[[ DATA SECTION, beginning ]]
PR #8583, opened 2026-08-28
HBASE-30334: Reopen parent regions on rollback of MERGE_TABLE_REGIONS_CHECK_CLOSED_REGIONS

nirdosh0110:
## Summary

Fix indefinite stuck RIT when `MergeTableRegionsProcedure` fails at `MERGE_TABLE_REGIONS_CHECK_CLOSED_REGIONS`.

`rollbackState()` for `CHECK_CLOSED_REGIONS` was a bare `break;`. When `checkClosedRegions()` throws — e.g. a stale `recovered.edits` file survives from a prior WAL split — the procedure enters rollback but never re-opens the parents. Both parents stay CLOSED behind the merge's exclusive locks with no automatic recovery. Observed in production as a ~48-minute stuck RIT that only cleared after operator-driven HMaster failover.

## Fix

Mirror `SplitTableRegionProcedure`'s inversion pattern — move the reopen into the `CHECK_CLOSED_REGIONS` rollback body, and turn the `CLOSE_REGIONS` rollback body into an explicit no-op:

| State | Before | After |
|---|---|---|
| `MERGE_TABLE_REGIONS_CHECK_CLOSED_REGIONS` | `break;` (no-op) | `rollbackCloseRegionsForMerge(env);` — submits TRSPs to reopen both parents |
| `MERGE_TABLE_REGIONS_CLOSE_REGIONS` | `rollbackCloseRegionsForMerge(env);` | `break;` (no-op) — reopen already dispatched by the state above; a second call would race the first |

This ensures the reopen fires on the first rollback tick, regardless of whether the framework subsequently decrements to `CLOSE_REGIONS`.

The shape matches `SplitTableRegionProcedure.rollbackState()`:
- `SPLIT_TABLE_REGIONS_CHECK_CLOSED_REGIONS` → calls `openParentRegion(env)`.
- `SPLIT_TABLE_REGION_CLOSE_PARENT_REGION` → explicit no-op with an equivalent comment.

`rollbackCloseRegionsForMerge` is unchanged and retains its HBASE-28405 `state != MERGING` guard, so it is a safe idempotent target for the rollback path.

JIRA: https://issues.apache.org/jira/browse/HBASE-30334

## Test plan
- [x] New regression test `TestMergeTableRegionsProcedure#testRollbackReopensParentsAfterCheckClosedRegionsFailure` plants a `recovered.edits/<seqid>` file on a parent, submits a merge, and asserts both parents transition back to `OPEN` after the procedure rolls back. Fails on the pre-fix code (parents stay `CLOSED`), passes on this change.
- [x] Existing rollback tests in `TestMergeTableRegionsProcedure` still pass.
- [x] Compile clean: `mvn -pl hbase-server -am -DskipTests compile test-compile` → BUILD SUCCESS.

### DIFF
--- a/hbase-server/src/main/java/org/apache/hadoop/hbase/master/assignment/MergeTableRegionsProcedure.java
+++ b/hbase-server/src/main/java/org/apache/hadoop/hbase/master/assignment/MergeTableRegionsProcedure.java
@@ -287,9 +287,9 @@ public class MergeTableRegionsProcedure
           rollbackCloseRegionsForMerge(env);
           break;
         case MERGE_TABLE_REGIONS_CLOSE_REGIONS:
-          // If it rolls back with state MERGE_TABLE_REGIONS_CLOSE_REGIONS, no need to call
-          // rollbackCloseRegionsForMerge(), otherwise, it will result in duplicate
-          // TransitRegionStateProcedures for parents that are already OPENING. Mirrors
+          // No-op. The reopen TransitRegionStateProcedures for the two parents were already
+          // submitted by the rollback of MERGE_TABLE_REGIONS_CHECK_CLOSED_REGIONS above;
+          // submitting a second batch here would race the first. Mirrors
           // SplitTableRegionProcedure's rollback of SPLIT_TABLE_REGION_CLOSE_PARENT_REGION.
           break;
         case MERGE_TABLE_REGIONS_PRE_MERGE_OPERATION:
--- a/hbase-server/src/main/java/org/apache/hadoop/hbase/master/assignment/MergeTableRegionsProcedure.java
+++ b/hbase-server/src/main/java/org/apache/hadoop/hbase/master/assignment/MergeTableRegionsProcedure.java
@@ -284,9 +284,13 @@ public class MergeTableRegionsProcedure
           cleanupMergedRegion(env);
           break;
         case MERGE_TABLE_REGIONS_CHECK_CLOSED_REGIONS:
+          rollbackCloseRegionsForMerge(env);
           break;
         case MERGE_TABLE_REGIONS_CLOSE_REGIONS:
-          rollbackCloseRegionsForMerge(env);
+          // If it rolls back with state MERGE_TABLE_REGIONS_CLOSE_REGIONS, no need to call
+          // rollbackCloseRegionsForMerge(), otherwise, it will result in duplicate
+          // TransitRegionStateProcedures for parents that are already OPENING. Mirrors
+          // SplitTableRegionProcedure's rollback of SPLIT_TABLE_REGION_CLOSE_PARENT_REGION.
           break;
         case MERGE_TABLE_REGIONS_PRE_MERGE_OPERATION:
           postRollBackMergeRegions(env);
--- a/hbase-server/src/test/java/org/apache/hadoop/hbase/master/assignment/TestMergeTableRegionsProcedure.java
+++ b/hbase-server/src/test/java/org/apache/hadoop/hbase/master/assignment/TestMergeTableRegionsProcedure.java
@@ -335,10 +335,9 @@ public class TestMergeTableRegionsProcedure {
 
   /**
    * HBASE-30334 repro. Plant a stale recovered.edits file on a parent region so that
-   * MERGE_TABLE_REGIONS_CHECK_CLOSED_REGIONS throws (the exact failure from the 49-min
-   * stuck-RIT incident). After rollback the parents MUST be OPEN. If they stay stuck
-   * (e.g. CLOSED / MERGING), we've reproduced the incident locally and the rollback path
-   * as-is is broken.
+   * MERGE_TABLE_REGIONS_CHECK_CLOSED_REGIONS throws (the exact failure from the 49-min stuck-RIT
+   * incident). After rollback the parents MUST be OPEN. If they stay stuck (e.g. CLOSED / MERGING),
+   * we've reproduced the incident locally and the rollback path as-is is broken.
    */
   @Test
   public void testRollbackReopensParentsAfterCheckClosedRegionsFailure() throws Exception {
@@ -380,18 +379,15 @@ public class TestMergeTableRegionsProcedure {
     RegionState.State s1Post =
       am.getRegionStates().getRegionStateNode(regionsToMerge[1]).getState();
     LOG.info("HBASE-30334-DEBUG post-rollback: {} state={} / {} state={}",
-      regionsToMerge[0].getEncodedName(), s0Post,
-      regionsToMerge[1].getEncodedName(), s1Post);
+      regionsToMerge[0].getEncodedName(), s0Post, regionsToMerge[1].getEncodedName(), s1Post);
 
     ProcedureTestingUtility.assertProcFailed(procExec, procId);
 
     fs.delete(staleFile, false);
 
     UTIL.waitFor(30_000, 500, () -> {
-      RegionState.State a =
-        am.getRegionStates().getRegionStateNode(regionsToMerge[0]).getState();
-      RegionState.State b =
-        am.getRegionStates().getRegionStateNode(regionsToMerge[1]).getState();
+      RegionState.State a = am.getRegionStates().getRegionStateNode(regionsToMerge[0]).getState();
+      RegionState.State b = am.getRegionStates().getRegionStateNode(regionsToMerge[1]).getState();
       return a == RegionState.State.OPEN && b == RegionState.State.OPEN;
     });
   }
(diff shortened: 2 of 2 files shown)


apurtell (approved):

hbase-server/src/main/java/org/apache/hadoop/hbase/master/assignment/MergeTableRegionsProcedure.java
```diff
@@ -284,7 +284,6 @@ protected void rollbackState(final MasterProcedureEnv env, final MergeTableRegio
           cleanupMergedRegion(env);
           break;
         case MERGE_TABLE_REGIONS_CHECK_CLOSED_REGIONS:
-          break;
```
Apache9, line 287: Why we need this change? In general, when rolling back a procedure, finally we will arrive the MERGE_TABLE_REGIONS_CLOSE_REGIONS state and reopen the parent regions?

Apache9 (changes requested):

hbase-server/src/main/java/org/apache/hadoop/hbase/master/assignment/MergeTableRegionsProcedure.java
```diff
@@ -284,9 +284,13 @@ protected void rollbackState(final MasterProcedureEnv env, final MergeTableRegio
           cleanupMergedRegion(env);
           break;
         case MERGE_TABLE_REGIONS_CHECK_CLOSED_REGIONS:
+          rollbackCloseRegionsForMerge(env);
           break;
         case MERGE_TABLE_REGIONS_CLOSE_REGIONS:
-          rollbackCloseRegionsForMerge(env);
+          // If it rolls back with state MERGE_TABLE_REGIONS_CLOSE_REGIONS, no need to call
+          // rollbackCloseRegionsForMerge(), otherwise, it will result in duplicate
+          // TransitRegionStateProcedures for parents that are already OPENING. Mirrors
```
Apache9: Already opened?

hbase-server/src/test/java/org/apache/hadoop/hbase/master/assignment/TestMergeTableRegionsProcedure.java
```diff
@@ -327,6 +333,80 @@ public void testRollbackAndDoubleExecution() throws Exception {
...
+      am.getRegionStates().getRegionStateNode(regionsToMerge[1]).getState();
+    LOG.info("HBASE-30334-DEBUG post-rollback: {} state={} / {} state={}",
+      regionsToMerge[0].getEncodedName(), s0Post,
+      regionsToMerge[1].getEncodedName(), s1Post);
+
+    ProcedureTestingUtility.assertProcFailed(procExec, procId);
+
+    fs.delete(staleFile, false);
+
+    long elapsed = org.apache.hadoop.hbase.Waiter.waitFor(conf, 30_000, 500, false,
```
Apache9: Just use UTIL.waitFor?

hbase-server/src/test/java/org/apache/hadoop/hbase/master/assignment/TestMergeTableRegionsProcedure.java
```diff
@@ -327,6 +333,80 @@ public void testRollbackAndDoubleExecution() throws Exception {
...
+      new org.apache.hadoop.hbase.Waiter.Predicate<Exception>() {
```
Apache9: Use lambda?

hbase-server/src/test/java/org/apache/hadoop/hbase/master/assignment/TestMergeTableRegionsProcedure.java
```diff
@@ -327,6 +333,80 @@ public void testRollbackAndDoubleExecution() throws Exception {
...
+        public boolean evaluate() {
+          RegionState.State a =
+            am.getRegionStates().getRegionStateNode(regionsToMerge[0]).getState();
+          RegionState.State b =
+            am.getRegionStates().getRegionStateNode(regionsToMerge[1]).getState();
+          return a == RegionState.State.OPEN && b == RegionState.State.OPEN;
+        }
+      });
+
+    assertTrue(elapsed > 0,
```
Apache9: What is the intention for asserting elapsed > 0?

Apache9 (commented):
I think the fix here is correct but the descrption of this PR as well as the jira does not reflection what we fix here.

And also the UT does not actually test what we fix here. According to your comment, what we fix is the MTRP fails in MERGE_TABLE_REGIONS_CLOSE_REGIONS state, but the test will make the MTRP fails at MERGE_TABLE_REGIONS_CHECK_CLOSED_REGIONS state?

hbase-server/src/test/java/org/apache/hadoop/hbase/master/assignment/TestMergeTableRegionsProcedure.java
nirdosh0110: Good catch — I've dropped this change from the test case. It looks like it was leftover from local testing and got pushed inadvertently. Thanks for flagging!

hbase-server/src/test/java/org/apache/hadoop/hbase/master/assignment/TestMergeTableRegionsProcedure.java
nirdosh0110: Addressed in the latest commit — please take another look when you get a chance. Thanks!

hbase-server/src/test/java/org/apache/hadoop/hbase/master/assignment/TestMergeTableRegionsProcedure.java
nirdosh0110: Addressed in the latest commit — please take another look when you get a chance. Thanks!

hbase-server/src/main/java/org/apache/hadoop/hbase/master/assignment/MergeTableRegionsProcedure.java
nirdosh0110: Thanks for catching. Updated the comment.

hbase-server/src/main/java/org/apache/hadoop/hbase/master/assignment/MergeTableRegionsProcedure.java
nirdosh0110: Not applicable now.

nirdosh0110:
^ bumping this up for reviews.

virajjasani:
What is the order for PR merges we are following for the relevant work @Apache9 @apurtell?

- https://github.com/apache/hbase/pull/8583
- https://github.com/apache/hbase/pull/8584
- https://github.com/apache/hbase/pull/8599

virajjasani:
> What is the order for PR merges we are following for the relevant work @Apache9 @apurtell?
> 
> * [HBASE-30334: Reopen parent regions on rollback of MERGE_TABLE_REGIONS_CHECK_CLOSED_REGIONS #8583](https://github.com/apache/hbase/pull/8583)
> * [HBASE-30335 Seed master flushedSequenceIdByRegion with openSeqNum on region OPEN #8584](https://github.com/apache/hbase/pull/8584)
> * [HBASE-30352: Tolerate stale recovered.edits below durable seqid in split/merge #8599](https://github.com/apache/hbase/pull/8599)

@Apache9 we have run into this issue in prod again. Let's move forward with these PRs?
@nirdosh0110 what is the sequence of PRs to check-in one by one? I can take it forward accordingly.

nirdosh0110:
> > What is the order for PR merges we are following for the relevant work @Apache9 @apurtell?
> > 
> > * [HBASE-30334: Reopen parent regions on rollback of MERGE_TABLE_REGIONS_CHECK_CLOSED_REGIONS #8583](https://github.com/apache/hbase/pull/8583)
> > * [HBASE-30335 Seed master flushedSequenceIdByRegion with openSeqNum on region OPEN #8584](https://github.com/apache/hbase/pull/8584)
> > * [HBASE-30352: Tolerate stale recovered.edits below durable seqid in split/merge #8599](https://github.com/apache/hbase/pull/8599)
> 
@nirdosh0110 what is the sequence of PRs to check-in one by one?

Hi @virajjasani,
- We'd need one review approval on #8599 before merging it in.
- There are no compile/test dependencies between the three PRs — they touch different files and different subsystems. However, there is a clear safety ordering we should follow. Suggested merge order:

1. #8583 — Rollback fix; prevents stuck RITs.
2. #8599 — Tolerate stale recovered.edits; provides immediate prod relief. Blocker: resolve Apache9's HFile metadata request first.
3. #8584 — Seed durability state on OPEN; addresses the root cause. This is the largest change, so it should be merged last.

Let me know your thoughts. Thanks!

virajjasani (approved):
[[ DATA SECTION, end ]]
• [ASSIGNED TASK]:
Each line in the data that holds the string "approved" needs to be copied.

• [RESPONSE TO THE EXERCISE]:
apurtell (approved):
virajjasani (approved):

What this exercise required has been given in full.